If the distressed PFD does not impose the full 0.2 percent rate for the additional sales and use tax, local sales and use taxes will be diverted on a monthly basis in the following priority:

  1. All of the 0.033 percent sales and use tax imposed by the distressed PFD beginning January 1, 2013;

  2. All of the additional sales and use tax imposed by the distressed PFD beginning on the date that the tax would first be disbursed to the PFD;

  3. All of the additional sales and use tax imposed by any of the cities or counties forming the distressed PFD beginning on the date that the tax would first be disbursed to the jurisdiction(s);

  4. General sales and use taxes imposed by the cities and counties forming the distressed PFD on a pro rata basis. The combined contribution by all cities and counties is limited to 50 percent of the monthly state loan repayment; and

  5. The portion of the anchor jurisdiction's general sales and use tax and other revenues of the anchor jurisdiction necessary to cover any remaining amount on the monthly state loan repayment.

The provisions of the bill supersede any terms or conditions of prior agreements between the jurisdictions forming the distressed PFD to the extent that those terms or conditions are inconsistent with the provisions of the bill.

The State Treasurer and State Auditor are required to examine the financial condition of all local governments and report back to the Legislature by January 10, 2012.

Appropriation: None.

Fiscal Note: Requested on December 1, 2012.

Effective Date: The bill contains an emergency clause and takes effect immediately.

Staff Summary of Public Testimony:

(In support) It is time to take action on this bill. We have between four and seven days to act after yesterday's default. Some of the bondholders have expressed a willingness to hold off for a few days. This is a tough bill for legislators and for constituents. The community has the resources to pay the debt. They tried a 20-year bond in September 2008 but had to do a three-year note because the bond market fell apart during the financial crisis. We need some time for the local folks to find a solution.

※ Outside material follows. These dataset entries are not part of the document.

PR #10962, opened 2026-06-16
fix(react-query): retry fetch on remount when error boundary has not been reset

EduardF1:
## Summary

- Fixes a bug where `useQuery` with `throwOnError` would refuse to retry on remount even after the error boundary had unmounted and remounted the failed observer — effectively leaving the component stuck in an error state with no recovery path unless the user explicitly reset the boundary.
- The fix updates `ensurePreventErrorBoundaryRetry` in `errorBoundaryUtils.ts`: retry is only suppressed when the boundary has not been reset **and** the query is either using `suspense` or still has live observers. On a fresh mount (zero observers), the retry suppression is lifted so the remounted component can attempt a new fetch.
- Adds two test cases covering the remount retry scenario, including an edge case with `staleTime: Infinity`.

## Files changed

- `packages/react-query/src/errorBoundaryUtils.ts` — guard loosened to allow remount retry
- `packages/react-query/src/__tests__/QueryResetErrorBoundary.test.tsx` — two new/updated test cases

## Test plan

- [x] `pnpm run test:lib -- --run QueryResetErrorBoundary` in `packages/react-query` — all 14 tests pass
- [ ] Full CI (`pnpm test`) — to be run by CI

## Summary by CodeRabbit

* **Bug Fixes**
  * Enhanced error boundary query recovery to intelligently retry queries on remount based on Suspense configuration and active query observers, providing more predictable error recovery behavior.

### DIFF
--- a/packages/react-query/src/__tests__/QueryResetErrorBoundary.test.tsx
+++ b/packages/react-query/src/__tests__/QueryResetErrorBoundary.test.tsx
@@ -294,7 +294,7 @@ describe('QueryErrorResetBoundary', () => {
       consoleMock.mockRestore()
     })
 
-    it('should not retry fetch if the reset error boundary has not been reset', async () => {
+    it('should retry fetch on remount even if the reset error boundary has not been reset', async () => {
       const consoleMock = vi
         .spyOn(console, 'error')
         .mockImplementation(() => undefined)
@@ -302,12 +302,14 @@ describe('QueryErrorResetBoundary', () => {
       const key = queryKey()
 
       let succeed = false
+      let fetchCount = 0
 
       function Page() {
         const { data } = useQuery({
           queryKey: key,
           queryFn: () =>
             sleep(10).then(() => {
+              fetchCount++
               if (!succeed) throw new Error('Error')
               return 'data'
             }),
@@ -350,7 +352,8 @@ describe('QueryErrorResetBoundary', () => {
 
       fireEvent.click(rendered.getByText('retry'))
       await vi.advanceTimersByTimeAsync(11)
-      expect(rendered.getByText('error boundary')).toBeInTheDocument()
+      expect(rendered.getByText('data')).toBeInTheDocument()
+      expect(fetchCount).toBe(2)
 
       consoleMock.mockRestore()
     })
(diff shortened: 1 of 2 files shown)


nahrinoda (commented):
The fix direction is correct. `ensurePreventErrorBoundaryRetry` is called in `useBaseQuery` (line 87) BEFORE the observer is created (line 95-101), so `query?.getObserversCount()` reflects only *other* active observers — on a fresh remount with no siblings, it's 0, allowing retry. The suspense carve-out makes sense: suspense queries must go through the reset flow because React's Suspense/ErrorBoundary lifecycle manages retries differently.

One question on the second test change (line 483): the `fireEvent.click` was moved UP before `advanceTimersByTimeAsync`, and the intermediate retry step (old lines 494-499) was removed entirely. This collapses two user interactions into one. Can you confirm this test still validates the "after a previous reset" scenario — i.e., that a *second* error→retry cycle (where the boundary is NOT reset) still recovers? As written, it looks like the test now only covers one error→reset→retry cycle followed by a single non-reset retry, which is less coverage than the original three-step flow.

EduardF1:
@nahrinoda yes — the reworked test still covers the second error → retry cycle without the error boundary being reset. The sequence remains: initial error, boundary reset enables the first remount retry, that retry still returns an error, then the next remount happens with no additional boundary reset and verifies we still retry again and can reach data. I left the code unchanged because the coverage is preserved.

EduardF1:
I re-checked the questioned test flow and kept it unchanged. The click before \\dvanceTimersByTimeAsync(11)\\ is what triggers the remount/retry; the following assertion still observes the intermediate second error boundary state after a real retry with \\shouldReset = true\\. The final click then uses \\shouldReset = false\\ and verifies the new behavior: a fresh mount retries successfully without another QueryErrorResetBoundary reset. Targeted validation: \\pnpm --filter @tanstack/react-query test:lib -- src/__tests__/QueryResetErrorBoundary.test.tsx\\ passes (14 tests).

nahrinoda:
Thanks for the explanation. I see — the old intermediate step was testing the previous behavior where retry was blocked without reset. Since the fix changes that behavior, the test correctly reflects the new flow. LGTM on the test changes.

EduardF1:
Thanks @nahrinoda — appreciate you looking it over. The updated test reflects the new retry-on-remount behavior, so I believe this is ready. Happy to adjust anything if a maintainer has further feedback.

nahrinoda (approved):

nahrinoda (approved):

nahrinoda (approved):

TkDodo:
> would refuse to retry on remount even after the error boundary had unmounted and remounted the failed observer

the recommendation is to reset the error boundary when it unmounts in user land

If the debt is not paid then lawsuits between the bondholders and the public facilities district (PFD) and the PFD participants will occur. The lawsuits will likely last three to five years. Local jurisdictions will lose control over the situation to the courts.

Cities and towns have worked hard to gain AA ratings on recent bond issues. We are concerned that the default will have a chilling effect on local bond issues and that a AA rating will not be possible with the increased scrutiny. A lower bond rating means higher interest costs and less access to the bond market.

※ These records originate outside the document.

PR #875, opened 2026-06-08
Fix SimpleArray ghost negative indexing

### LINKED ISSUE #856: SimpleArray should handle negative NumPy strides and Python slice semantics consistently

Affected APIs include:

## Tasks

## Related Issues
* issue #580
* issue #603

## How to reproduce the error
```shell
$ python3 - <<'PY'
import numpy as np
import modmesh

expected = ndarr.copy()

next_value = 1000.0
                    next_value += 1

sarr[key] = value
expected[key] = value
PY
```

```shell
$ python3 - <<'PY'
import numpy as np
import modmesh

next_value = 1000.0
                    next_value += 1

sarr[key] = value
expected[key] = value
PY
```

```shell
$ python3 -u - <<'PY'
import numpy as np
import solvcon

print(
    "view strides:",
)

clone = sarr.clone()
print("clone created")

PY
source sample: 2530933.0
clone created
```

ThreeMonth03:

Unemployment remains high in the construction trades and local borrowing for projects is one of the few options to create jobs. We cannot jeopardize the ability to use bonded projects to put people back to work.

(Neutral) School districts are concerned about the cost of future bonds for school construction. Every dollar paid in higher interest is one less dollar to build facilities.

(Opposed) None.

Persons Testifying: (In support) Representative Armstrong, prime sponsor; Representative Condotta; Wolfgang Opitz and Jay Reich, Office of the State Treasurer; John Caulfield, City of Mountlake Terrace; Ehman Sheldon, City of Othello; Dan Steele, Washington Association of School Administrators; Mitch Denning, Alliance of Education Associations; Rebecca Johnson, Washington State Labor Council; and Cody Arledge, Sheet Metal Workers Local 66.

(Neutral) Marie Sullivan, Washington State School Directors Association.

Persons Signed In To Testify But Not Testifying: None.